-- EXERCISE --
In the entries below, count every line that has the string "samples", and answer with that count alone.

-- Items listed in a dataset --
※ ※ ※

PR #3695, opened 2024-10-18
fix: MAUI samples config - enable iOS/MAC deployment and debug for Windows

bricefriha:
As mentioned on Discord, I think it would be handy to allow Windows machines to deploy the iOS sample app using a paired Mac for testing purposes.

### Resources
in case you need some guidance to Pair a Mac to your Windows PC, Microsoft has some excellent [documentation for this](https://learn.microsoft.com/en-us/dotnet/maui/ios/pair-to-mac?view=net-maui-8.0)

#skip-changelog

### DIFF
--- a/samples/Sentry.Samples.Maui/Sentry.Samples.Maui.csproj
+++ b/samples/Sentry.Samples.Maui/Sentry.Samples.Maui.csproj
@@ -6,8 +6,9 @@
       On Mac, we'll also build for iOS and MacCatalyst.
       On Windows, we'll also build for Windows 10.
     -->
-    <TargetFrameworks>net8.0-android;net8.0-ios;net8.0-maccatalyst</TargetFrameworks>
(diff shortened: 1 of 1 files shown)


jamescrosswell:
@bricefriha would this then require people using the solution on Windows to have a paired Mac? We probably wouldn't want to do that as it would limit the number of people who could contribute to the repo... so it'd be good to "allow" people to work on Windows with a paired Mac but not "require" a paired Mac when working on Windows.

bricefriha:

※ ※ ※

-- WRITTEN RESPONSE --
3